# Sierra Cosworth ArtDeShine'd (pic heavy)



## moonstone mo (Mar 7, 2009)

*Sierra Cosworth ArtDeShine'd *NEW pics 07/12* Pg 7*

Been playing with a few of the ADS range for a while and really liking the stuff! does exactly what it says on the tin and then some:argie:

Products used were:
ADS Polymer sealant 
ADS Obsidian wax
ADS Nano gloss paint seal
ASD Trim coat

Have whacked a couple of pics up in the section but took some of the motor a few days so thought i would put them all in to one must say the ngps and wax are deffo my faves,wax is real easy to go on spreads like butter and comes off with a light swipe,leaves a deep glossy finish behind,for the price point its a bargain! the NGPS is what i refer to as 'Magic in a bottle' lol a qd on steroids leaves any paint surface with some epic gloss!:argie::argie: Polymer is a great base for either the wax or ngps,really neatens up the finish and leaves a squeeky clean finish! Trim coat is just on the right side of glossy,really brings out the plastics/rubber natural colour and leaves it looking dark and oe!(great beading too) enough rambling and on to the pics...

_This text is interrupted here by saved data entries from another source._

PR #2182, opened 2019-12-03
[#170056541] Add instructions to the platform users config

46bit:
What
----

This commit adds information to `config/users.yml` explaining what it
is and what permissions are granted. This commit then gives
instructions on how to add brand new users, including how to avoid a
frustrating edge-case that we investigated in [Pivotal #170056541](https://www.pivotaltracker.com/n/projects/1275640/stories/170056541).

How to review
-------------

* Read the instructions and see if they make sense to you;
* I checked that this comment didn't cause problems for the things using this file. My `miki` dev environment deployed fine with this comment.

Who can review
--------------

Not @46bit.

### DIFF
--- a/config/users.yml
+++ b/config/users.yml
@@ -1,4 +1,24 @@
 ---
+
+# This file configures platform-wide users.
+# - All users in this file get access to Grafana.
+# - Users with `cf_admin: true` get full admin privileges in Cloud Foundry.
+# - Users without the `cf_admin` option or where it is false get
+#   Global Auditor, which allows them to see everything except secrets in
+#   app environment variables.
+#
+# HOW TO ADD NEW USERS
+# - This file requires users to sign in using Google SSO. To do that we need
+#   their Google ID, which is a large number.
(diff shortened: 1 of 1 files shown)


config/users.yml
```diff
@@ -1,4 +1,24 @@
...
+# - Users without the `cf_admin` option or where it is false get
+#   Global Auditor, which allows them to see everything except secrets in
+#   app environment variables.
+#
+# HOW TO ADD NEW USERS
+# - This file requires users to sign in using Google SSO. To do that we need
+#   their Google ID, which is a large number.
+# - If a new user is configured in this file who didn't already exist, they
+#   lose Global Auditor when they first log in. Subsequent pipeline runs will
+#   permanently re-add it. This seems to be UAA behaviour.
```
46bit: We discovered the source of this weirdness and fixed it in #2185. These instructions are still good as they tell us the Google ID, but we can remove this warning. I've set a reminder to edit them later :)

PR #2185, opened 2019-12-04
[#170056541] UAA group member's origin should equal "uaa"

46bit:
What
----

The `origin` field of a group member is not the same as the `origin` field of a user. From https://docs.cloudfoundry.org/api/uaa/version/74.4.0/index.html#add-member:

> `origin`: The originating IDP of the entity, or "uaa" for groups and internal users

So users signing in with Google should have an origin of `google`, but their group memberships should have an origin of `uaa`.

How to review
-------------

* See that the tests go green;
* Code review.

I've run this manually against staging and it worked as expected 🎉:
* The existing group memberships with `origin=google` were all removed.
* New group memberships with `origin=uaa` were created.
* Subsequent runs don't make any unexpected changes.

Who can review
--------------

Not @46bit.

### DIFF
--- a/tools/user_management/lib/group.rb
+++ b/tools/user_management/lib/group.rb
@@ -14,31 +14,31 @@ class Group < UAAResource
 
   def remove_unexpected_members(uaa_client)
     desired_user_guids = @users.map(&:guid)
-    unexpected_members = get_members(uaa_client).select do |member|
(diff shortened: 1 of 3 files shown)


46bit:
Confession: I think this could do with a refactoring to better encapsulate lots of things. But I don't think that should be a priority–the tests and README hopefully document things well.

PR #2188, opened 2019-12-05
[#170129714] Specify broker when enabling Elasticsearch service

mogds:
[Story](https://www.pivotaltracker.com/story/show/170129714)

What
----

The deploy-aiven-service-broker task currently fails if another broker is added
with an elasticsearch service. This updates the command to specify the aiven
broker.

How to review
-------------

Code review

Who can review
--------------

Not me


tlwr:
Added the story that Venus raised.

LGTM, but while we are here, would it be possible to do this for all instances of `enable-service-access` so this doesn't happen in future?

PR #2198, opened 2019-12-11
Revert the change to RDS database kick off in 0242505330c7

AP-Hunt:
What
----
In commit 0242505330c72550b85d817c81c5328b5ee66bf2, the shebang for
`concourse/scripts/rds_instances.sh` was changed to `/bin/bash`. However, the
container iin which this script runs does not contain `/bin/bash`, only
`/bin/sh`. This resulted in environment kickoffs being broken.

How to review
-------------

1. Code review

Who can review
--------------
Anyone but me

### DIFF
--- a/concourse/scripts/rds_instances.sh
+++ b/concourse/scripts/rds_instances.sh
@@ -1,6 +1,5 @@
-#!/bin/bash
-
-set -euo pipefail
+#!/bin/sh
+set -euo
 
 ACTION=$1
 CMD=""


richardTowers:
The reason for doing it in 0242505 was that `set -o pipefail` doesn't work properly in non-bash shells.

Is `/bin/sh` set to `dash` in this container, or is it actually `bash` anyway? Maybe a better shebang would be `/usr/bin/env bash`

AP-Hunt:
> The reason for doing it in [0242505](https://github.com/alphagov/paas-cf/commit/0242505330c72550b85d817c81c5328b5ee66bf2) was that `set -o pipefail` doesn't work properly in non-bash shells.
> 
> Is `/bin/sh` set to `dash` in this container, or is it actually `bash` anyway? Maybe a better shebang would be `/usr/bin/env bash`

The [container in which this runs](https://github.com/alphagov/paas-docker-cloudfoundry-tools/blob/master/awscli/Dockerfile) is ultimately [based on Alpine 3.9](https://github.com/alphagov/paas-docker-cloudfoundry-tools/blob/master/curl-ssl/Dockerfile#L1), so `bash` isn't available at all.

```
$ docker run -it governmentpaas/awscli:91fe1e826f39798986d95a02fb1ccab6f0e7c746 /usr/bin/env bash
env: can't execute 'bash': No such file or directory

$ docker run -it governmentpaas/awscli:91fe1e826f39798986d95a02fb1ccab6f0e7c746 /bin/bash
docker: Error response from daemon: OCI runtime create failed: container_linux.go:346: starting container process caused "exec: \"/bin/bash\": stat /bin/bash: no such file or directory": unknown.
```

In this case, I guess we should just drop pipefail?

richardTowers:
Yeah, agree. Drop pipefail, it doesn't work in dash anyway. Thanks shellcheck!

AP-Hunt:
> Yeah, agree. Drop pipefail, it doesn't work in dash anyway. Thanks shellcheck!

Done :+1:

PR #2201, opened 2019-12-13
Use paas-trusted-people user configuration file

richardTowers:
What
----

We had to handle a slightly different configuration file format, so:

```
- email: ''
  roles: []
```

instead of:

```
- email: ''
  cf_admin: true
```

so we're fixing the tools/user_management scripts to work with the new
format.

paas-trusted-people is a private repo, so we have to upload it to S3 and
then download it in the pipeline (because the pipeline can't clone
private repos).

How to review
-------------

* Code review
* Upload paas-trusted-people to S3 in your dev env by running `make upload-paas-trusted-people DEPLOY_ENV=blah`
* Run the create-cloudfoundry pipeline and check that the `post-deploy/sync-admin-users` task does something sensible

Who can review
--------------

Not @richardtowers or @schmie

### DIFF
--- a/Makefile
+++ b/Makefile
@@ -261,7 +261,7 @@ showenv: ## Display environment information
 	@scripts/showenv.sh
 
 .PHONY: upload-all-secrets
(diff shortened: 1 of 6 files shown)


tlwr:
Works in my dev env

PR #99, opened 2017-04-13
Add gitattributes file

jdufresne:
Used to allow composer to ignore tests and other development files in
distribution of releases.


jaapio:
Thanks!

Issue #74, opened 2016-05-14
Methods with empty body part are not ignored


ArSn:
In the following example:

``` php
/**
 * @method
 */
```

The parsing in `\phpDocumentor\Reflection\DocBlock\Tags\Method::create()` asserts at first that the method body shall not be empty (type & name), and hence, throws an exception, if it is empty.

Prior to 3.0, empty `@method` tags like the above were just ignored. Is there some reason why that is hard asserted to not be an empty string now?

If not, I'd love to create a pull request to change this (and make sure the method can properly handle an empty string as well). 

I am requesting this in order to be able to bump the dependency for phpspec/prophecy to ~3.0.

jayS-de:
There is also another issue connected to this one. When the magic method doesn't have a return type hint. For example:

```
/**
 * @method getValue()
 */
```

This also throws an InvalidArgumentException. See also phpspec/prophecy#277

ArSn:
Any info on this?

Gert-dev:
I just bumped into the issue mentioned by @jayS-de and got confused about whether this syntax was actually valid. Looking it up in the phpDocumentor documentation, the `Syntax` seems to indicate that the return type is required, but the `Description` then explicitly mentions that the return type is optional and `void` is then implied. [1]

[1] https://phpdoc.org/docs/latest/references/phpdoc/tags/method.html

jaapio:
I implemented a fix for the issue mentioned by @jayS-de. But I'm not sure if we want to support the example of @ArSn. Basically `@method` requires a method name. Only the `@method` tag has no meaning for us. 

@ArSn can you provide a use-case for `@method` where it doesn't require a name?

jaapio:
Closing this issue. due a leak of feedback from the creator. 

Feel free to reopen this issue when needed.

PR #103, opened 2017-07-14
Allow omitting method return type

jaapio:
Support for `@method myMethod()` was missing but according to the
docs of phpdocumentor this is possible.

Refs #74


jaapio:
thanks for the review @mvriel, think this can be merged?

PR #104, opened 2017-07-14
Allow see tag to url

### LINKED ISSUE #78: URI not allowed in @see tag

jaapio:
The see tag allows Fqsen and uri's. But in the current implementation
only Fqsen where allowed. This wrapps the uri and Fqsen in an uniform class
to be able address them in the same way.

Fixes #78
Replaces #88 and #92


jaapio:
@mbed67 I added you since you know if we are still supporting all features of the `@see` tag in here.

PR #107, opened 2017-07-18
Surround the creation of the tags with a try catch block

alexandre-le-borgne:
Surround the creation of the tags of a try catch block to support php doc with unknown tags such as @JMS\Type("int"), etc


Johnmeurt:
This is useful to fix the support of unkonwn tags but it is not the solution. I was thinking about those 2 solutions:
- Raise custom exception as UnknownTagException. This could be catch on the DocBlockFactory (same way you did in your commit).
- Adding an options management in the context. Then adding "ignore_unkonwn_tags" option. This allows the dev to choose the behavior.

jaapio:
I'm clossing this in favor of #110 which is an improved to support annotations in the future.

PR #110, opened 2017-08-04
Restores future support for annotations

### LINKED ISSUE #108: Release 3.2.0 fails when parsing annotations
With the release of 3.2.0 (more specific the changes from #89) parsing a docblock fails if it not contains only phpdoc but also annotations (for example, to configure Doctrine mapping metadata). 

For example, in Symfony we have the following test data:

```php
class Dummy extends ParentDummy
{

    /**
     * @var \DateTime[]
     * @Groups({"a", "b"})
     */
    public $collection;

    // ...
}
```

I am not sure what could be a possible fix here. Silently ignore these lines? But this may be bad user experience as it does not help to find your own mistakes. Maybe ignore only tags that are followed by parentheses?

jaapio:
In #89 the regex to parse tags was to strict. The first character after a tag
had to be a single string. Annotations typically start with a parentheses. Only character not
allowed after a tag is a [.

Fixes #108

### DIFF
--- a/src/DocBlock/StandardTagFactory.php
+++ b/src/DocBlock/StandardTagFactory.php
@@ -113,6 +113,12 @@ final class StandardTagFactory implements TagFactory
 
         list($tagName, $tagBody) = $this->extractTagParts($tagLine);
 
+        if ($tagBody[0] === '[') {
+            throw new \InvalidArgumentException(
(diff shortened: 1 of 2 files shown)


xabbuh:
Thanks, this fixed it for us.

Issue #111, opened 2017-08-05
Notice:  Uninitialized string offset: 0 in version 3.2.1


forgie1:
I'm getting cca 50% of times the same code is run here https://github.com/phpDocumentor/ReflectionDocBlock/commit/183824db76118b9dddffc7e522b91fa175f75119#commitcomment-23494690 Notice: `Uninitialized string offset: 0`.

`$this->tagFactory->create(trim($tagLine), $context);` was called with arguments:

```
$tagLine = "@ORM\Entity" (11)
$context = phpDocumentor\Reflection\Types\Context #01 
                    namespace private => "Plugins\Doctrine\Products" namespaceAliases private => array (2) 
                           ORM => "Doctrine\ORM\Mapping" 
                           Entities => "Etten\Doctrine\Entities"
```

in phpDocumentor\Reflection\DocBlockFactory:231 , resulting in the notice.

ahilles107:
I have this same error but in other place: 
```
notice: Uninitialized string offset: 0 in
      vendor/phpdocumentor/reflection-docblock/src/DocBlock/StandardTagFactory.php
      line 116
```

forgie1:
@ahilles107 yes, that is the same line I'm getting this error: https://github.com/phpDocumentor/ReflectionDocBlock/commit/183824db76118b9dddffc7e522b91fa175f75119#commitcomment-23494690

esynaps:
Same here, i'm adding "()" to all tags => it works

^@([\w\-\_\\\\]+)(?:\s*([^\s].*)|$)

@JMS\Exclude => 
Full match | 0-12 | `@JMS\Exclude`
Group 1. | 1-12 | `JMS\Exclude`

@JMS\Exclude()
Full match | 0-14 | `@JMS\Exclude()`
Group 1. | 1-12 | `JMS\Exclude`
Group 2. | 12-14 | `()`

temp:
This is definitely a BC break. 
This was introduced in StandardTagFactory.php, the check for $tagBody[0] being "[", but with no Annotations parameters (and no brackets) this value is an empty string, meaning that index 0 of the string is not set.
[Compare 3.2.0 to 3.2.1](https://github.com/phpDocumentor/ReflectionDocBlock/compare/3.2.0...3.2.1)
This can be easily fixed by checking for the value not being empty:
```php
if (!empty($tagBody[0]) && $tagBody[0] === '[') {
```

jaapio:
[...]

PR #112, opened 2017-08-07
Check tag body is an array before trying to access it as one

respinoza:
Related to issue #111 

It seems when the extract tag parts, it can return an empty string instead of an array (seems to be like that for years now). I added a simple check that it is in fact an array before accessing it.


respinoza:
Would it be possible to also have this fix in 3.x ?

respinoza:
I will create a new one as we should be checking for strlen

PR #113, opened 2017-08-07
Check tag body has a value before trying to access it as an string array

respinoza:
Related to issue #111 

Check if the string is not empty before accessing it as an array. After I noticed all the other failures in the tests from the previous MR, I understood what was the intention.


respinoza:
Again, would be nice to have this fix also in 3.2.x

ahilles107:
👍

remicollet:
+1

/cc @siwinski

jaapio:
I just released 3.2.2 and 4.0.1. Everybody should be ready to go. Please let me know when you have any issues regarding this issue.

Thanks for this contribution @respinoza!

PR #122, opened 2017-09-11
Update Description.php

Warxcell:
Getter for `tags`.

### DIFF
--- a/src/DocBlock/Description.php
+++ b/src/DocBlock/Description.php
@@ -69,6 +69,16 @@ class Description
         $this->bodyTemplate = $bodyTemplate;
         $this->tags = $tags;
     }
+    
+    /**
+     * Returns the tags for this DocBlock.
+     *
+     * @return Tag[]
+     */
+    public function getTags()
+    {
+        return $this->tags;
+    }
 
     /**
      * Renders this description as a string where the provided formatter will format the tags in the expected string
--- a/tests/unit/DocBlock/DescriptionTest.php
+++ b/tests/unit/DocBlock/DescriptionTest.php
@@ -65,6 +65,58 @@ class DescriptionTest extends \PHPUnit_Framework_TestCase
     }
 
     /**
+     * @covers ::getTags
+     * @uses \phpDocumentor\Reflection\DocBlock\Tags\Generic
+     * @uses \phpDocumentor\Reflection\DocBlock\Tags\BaseTag
+     */
+    public function testDescriptionTagsGetter()
+    {
+        $body = '@JoinTable(name="table", joinColumns=%1$s, inverseJoinColumns=%2$s)';
+
+        $tag1 = new Generic('JoinColumn', new Description('(name="column_id", referencedColumnName="id")'));
+        $tag2 = new Generic('JoinColumn', new Description('(name="column_id_2", referencedColumnName="id")'));
+
+        $tags = [
+            $tag1,
+            $tag2,
+        ];
+
+        $fixture = new Description($body, $tags);
+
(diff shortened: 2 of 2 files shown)


Warxcell:
There is `[getTags()](https://github.com/phpDocumentor/ReflectionDocBlock/blob/master/src/DocBlock.php#L157)` in DocBlock,but not here. Why?

jaapio:
Thanks again for your contribution. I see no harm to merge this. Not sure why you would need this. Since there is no way to get descriptor body template as well. Basically the template and the tags are the content of a description. So tags are for internal use only. 

Could you please provide a unit test for this function. It is way to easy but we want to have all lines covered. :-)

Warxcell:
@jaapio I need this because I'm converting Doctrine ORM Annotations from Simple to Non-simple. And I have this docblock:

```
 /**
     * @ManyToMany (targetEntity="Scope")
     * @JoinTable (name="oauth2server_authorization_codes_to_scopes",
     * joinColumns={@JoinColumn (name="auth_code_id", referencedColumnName="id")},
     * inverseJoinColumns={@JoinColumn (name="scope_id", referencedColumnName="id")}
     * )
     */
```

I'm using following code:

```
 private function convertToOrm(\phpDocumentor\Reflection\DocBlock\Tag $tag)
    {
        return 'Doctrine\ORM\Mapping\\'.$tag->getName();
    }

    private function isOrmTag(\phpDocumentor\Reflection\DocBlock\Tag $tag)
    {
        return class_exists($this->convertToOrm($tag));
    }

    public function visit(\phpDocumentor\Reflection\DocBlock $docBlock)
    {
        $newTags = $docBlock->getTags();

        foreach ($docBlock->getTags() as $i => $tag) {
            if ($tag instanceof \phpDocumentor\Reflection\DocBlock\Tags\Generic && $this->isOrmTag($tag)) {
                $description = $tag->getDescription();

//                if ($description) {
//
//                }

                $newTags[$i] = new \phpDocumentor\Reflection\DocBlock\Tags\Generic(
                    $this->convertToOrm($tag), $description
                );
            }
        }

        return new \phpDocumentor\Reflection\DocBlock(
            $docBlock->getSummary(),
            $docBlock->getDescription(),
            $newTags,
            $docBlock->getContext(),
            $docBlock->getLocation(),
            $docBlock->isTemplateStart(),
            $docBlock->isTemplateEnd()
        );
    }
```


After that docblock looks like that:

```
 /**
     * @Doctrine\ORM\Mapping\ManyToMany (targetEntity="Scope")
     * @Doctrine\ORM\Mapping\JoinTable (name="oauth2server_authorization_codes_to_scopes",
     * joinColumns={@JoinColumn (name="auth_code_id", referencedColumnName="id")},
     * inverseJoinColumns={@JoinColumn (name="scope_id", referencedColumnName="id")}
     * )
     */
```

I don't have way to replace `@JoinColumn` inside `@JoinTable` tag, because `@JoinColumn` is tag inside description of `@JoinTable`.

jaapio:
Seems plausible. However you could have done it by passing a custom formatter to the render method as well.

Warxcell:
@jaapio I was using version 3.1.1 and there is no way to change the formatter inside serializer. I will upgrade and try to fix it. 
BUT anyway - formatter should not alter data (I think) - It's not its responsibility.

Warxcell:
@jaapio I added two tests. 
I also cannot upgrade, because ~3.2.0 requires ` "phpdocumentor/reflection-common": "^1.0@dev"`
which conflicts with my minimum stability flag.

PR #126, opened 2017-11-03
Allow php >= 5.5

jurruh:
In commit 007a536bc5ce6d88a49c6655d0cf0a356337945f support for php 5.5 is dropped. I don't think this was the intention of that commit, this will fix it.

### DIFF
--- a/composer.json
+++ b/composer.json
@@ -10,7 +10,7 @@
         }
     ],
     "require": {
-        "php": "^7.0",
+        "php": ">=5.5",
         "phpdocumentor/reflection-common": "^1.0.0",
         "phpdocumentor/type-resolver": "^0.4.0",
         "webmozart/assert": "^1.0"


jaapio:
Actually it was we do not support 5.5 anymore. Please upgrade to php 7

jurruh:
In tag 3.2.2 php 5.5 was still supported. According to http://semver.org/#spec-item-8, breaking backwards compatibility has to be a major update.

I understand that php 5.5 is deprecated, so maybe 5.6 is an option?

jurruh:
@jaapio did you read my previous comment? I would be happy to create a pull request for php 5.6 support.

jaapio:
Hi @jurruh,

I think we could return to add support for 5.6. I will accept a pr for that.

jurruh:
Great, I created one!

PR #127, opened 2017-11-10
Allow php >= 5.6

jurruh:
Allows support for php 5.6 or above

### DIFF
--- a/composer.json
+++ b/composer.json
@@ -10,7 +10,7 @@
         }
     ],
     "require": {
-        "php": "^7.0",
+        "php": ">=5.6",
         "phpdocumentor/reflection-common": "^1.0.0",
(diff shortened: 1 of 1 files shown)


composer.json
```diff
@@ -10,7 +10,7 @@
         }
     ],
     "require": {
-        "php": "^7.0",
+        "php": ">=5.6",
```
jaapio: Could you please change this to ^5.6 || ^7.0 current expession would also allow php v8. This doesn't exist but it will in the future.

jurruh: Fixed it!

jaapio:
Thanks, I will create a new tag later today.

jurruh:
@jaapio could you please create the tag so we can use it in our project? Thanks.

jaapio:
Just released v3.3.1

PR #128, opened 2017-11-11
Use PHPUnit\Framework\TestCase instead of PHPUnit_Framework_TestCase

gabriel-caruso:
I use the `PHPUnit\Framework\TestCase` notation instead of `PHPUnit_Framework_TestCase` while extending our TestCases. This will help us migrate to PHPUnit 6, that [no longer support snake case class names](https://github.com/sebastianbergmann/phpunit/blob/master/ChangeLog-6.0.md#changed-1).

I just need to bump PHPUnit version to [`^4.8.35`](https://github.com/sebastianbergmann/phpunit/blob/master/ChangeLog-4.8.md#4835---2017-02-06), that support this namespace.

The only problem is that I could not apply this changes to the `composer.lock` file. If someone can help me, I'd be grateful :smile:


TomasVotruba:
Thanks for this!
I was about to bump dependency to v6, but there were some interdependencies that blocked it.

Actually, it doesn't make sense for such small package to have composer.lock. I'm for removing it

gabriel-caruso:
@TomasVotruba Okay. I'll rebase after you remove it, and update to `PHPUnit 6` as well.

gabriel-caruso:
@TomasVotruba I've removed, but some errors happened. Did I miss something?

TomasVotruba:
I have the same errors even without removing `composer.lock`.

There is circular dependency I try to figure out for dozen of minutes now:

- this package requires phpunit/phpunit
- phpunit/phpunit requires phpspec/prophecy
- phpspec/prophecy requires this package 

Not sure how to approach it.

TomasVotruba:
I've posted [Question to StackOverflow](https://stackoverflow.com/questions/47236948/how-to-resolve-composer-package-circular-dependency-of-external-package) to get more feedback. This is tricky one

gabriel-caruso:
I’ve faced the same loop of `requires this or that`. I’ll also do some research on that.

jaapio:
As stated in #129 I disagree wit Tomas about the removal of composer.lock.

I never researched the issue if a self referencing circulair reference. But I think it can be solved with the [replace](https://getcomposer.org/doc/04-schema.md#replace) option of composer. Need to try this myself to

TomasVotruba:
I've tried `replace`: `self.version` with no success

gabriel-caruso:
@TomasVotruba @jaapio I've rebased with master and run tests again. Still failing :sob:

TomasVotruba:
I've asked on [composer repository](https://github.com/composer/composer/issues/6805) as well,
and started [bounty on StackOverflow](https://stackoverflow.com/questions/47236948/how-to-resolve-composer-package-circular-dependency-of-external-package).

Let's :pray:

peter279k:
Perhaps it can just update the ```composer.lock``` to let this cache the correct dependencies.
I will test this at my available time.

TomasVotruba:
I've tried to remove `composer.lock` with no luck.

peter279k:
Finally, I fork the repository and it seems to be great for my Travis-ci building [log](https://travis-ci.org/peter279k/ReflectionDocBlock).
Perhaps the ```PHP 7.2``` should not be tested in ```.travias.yml``` at this time because the Travis-ci job seems to be broken.(a segmentation fault?)

TomasVotruba:
PHP 7.2 is not the issue here, **try adding PHPUnit 4.5+**: https://github.com/phpDocumentor/ReflectionDocBlock/pull/128#issuecomment-343655546

TomasVotruba:
@gabriel-caruso Could you try: https://stackoverflow.com/a/47271258/1348344

peter279k:
Ok,it seems to be worked after using the PHPUnit 4.8 and [this](https://stackoverflow.com/a/47271258/1348344) approach.
Please see more details about this job [log](https://travis-ci.org/peter279k/ReflectionDocBlock).

mleko:
Are you sure you want to test against PHP7.2? AFAIK it's not stable yet. Maybe consider adding `allow_failures`

peter279k:
I agree with @mleko, the PHP 7.2 should add in ```allow_failures```.
Because the version 7.2 is unstable at this time.

gabriel-caruso:
@TomasVotruba Ok, here is what we have right now:

- I've used [this solution](https://stackoverflow.com/a/47271258/4595097) (thanks to @mleko) to be able to update PHPUnit :white_check_mark: 
- Now that we are on [Mockery 1](https://github.com/mockery/mockery/releases/tag/1.0), I've called `Mockery::close` after each test;
- I added `doctrine/instantiator` conditional to not install the [current version, that requires `PHP 7.1`](https://github.com/doctrine/instantiator/releases/tag/1.1.0);

I think we should be ready to go.

jaapio:
However php 7.2 is not stable yet it should be possible to run the tests agains php 7.2.  I don't understand why the current build is failing for php 7.2. Looks like there is something wrong with travis at this moment?

composer.json
```diff
@@ -22,7 +22,13 @@
         "psr-4": {"phpDocumentor\\Reflection\\": ["tests/unit"]}
     },
     "require-dev": {
-        "mockery/mockery": "^0.9.4",
-        "phpunit/phpunit": "^4.4"
+        "mockery/mockery": "^1.0",
+        "phpunit/phpunit": "^6.4",
+        "doctrine/instantiator": "~1.0.5"
+    },
+        "extra": {
```
TomasVotruba: here is extra space

gabriel-caruso: Sorry, missed this one. Fixed.

jaapio:
Looks like this one is ready for merge. I don't have any comments on this one any more.

PR #337, opened 2023-02-15
Test utility improvements

imjoehaines:
## Goal

Fixes some issues I noticed with our test server:

| problem | solution |
|---------|----------|
| `wait_for_request` sleeps for 250ms minimum | sleep in 10ms intervals instead |
| `wait_for_request` _should_ sleep for the entire timeout duration, but the calculation was wrong | fix calculation to `timeout - duration_slept` instead of just sleeping for `duration_slept` |
| the `bugsnag_server` fixture is only available to integration tests | make it available to all tests |
| with the previous problems fixed, tests using `bugsnag_server` take at least 2 seconds to run | only tests for integrations will sleep for the entire timeout, other tests stop waiting as soon as there's a request |

These changes don't affect overall runtime on new Python versions, but do affect older versions quite a lot. CI now takes ~5 minutes to finish, compared to ~3-4 minutes before these changes

This is still pretty acceptable as Python 3.11 will finish in <2 minutes, so you still get feedback just as quickly most of the time — the only problem is when something breaks exclusively on old Python versions


tomlongridge (approved):
Nice :)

Did warn you it was pic heavy:lol: hope i havnt bored you


----------



## BoostJunky86 (Oct 25, 2012)

Looking good fella!!!


----------



## redmen78 (Mar 9, 2011)

Stunning mate not many in that condition


----------



## moonstone mo (Mar 7, 2009)

BoostJunky86 said:


> Looking good fella!!!





redmen78 said:


> Stunning mate not many in that condition


Cheers Boys:thumb:


----------



## luke w (Dec 11, 2012)

Awesome!


----------



## Sirmally2 (Feb 28, 2011)

SWEEEEEEEEEEEEEEET!!!!!

Thanks for your thoughts on ADS... been looking at them for a while. May just take the plunge


----------



## Patr1ck (Mar 10, 2013)

That car is looking the nuts ......wow


----------



## moonstone mo (Mar 7, 2009)

Sirmally2 said:


> SWEEEEEEEEEEEEEEET!!!!!
> 
> Thanks for your thoughts on ADS... been looking at them for a while. May just take the plunge


No probs..you wont regret it mate,products that actualy live up to the hype!
Highly recommend wax and ngps:argie::argie::thumb:


----------



## -Kev- (Oct 30, 2007)

meh, 7/10...













 looks awesome mate, why the hell wasn't it in the WaxStock top 16?!..


----------



## moonstone mo (Mar 7, 2009)

-Kev- said:


> meh, 7/10...
> 
> looks awesome mate, why the hell wasn't it in the WaxStock top 16?!..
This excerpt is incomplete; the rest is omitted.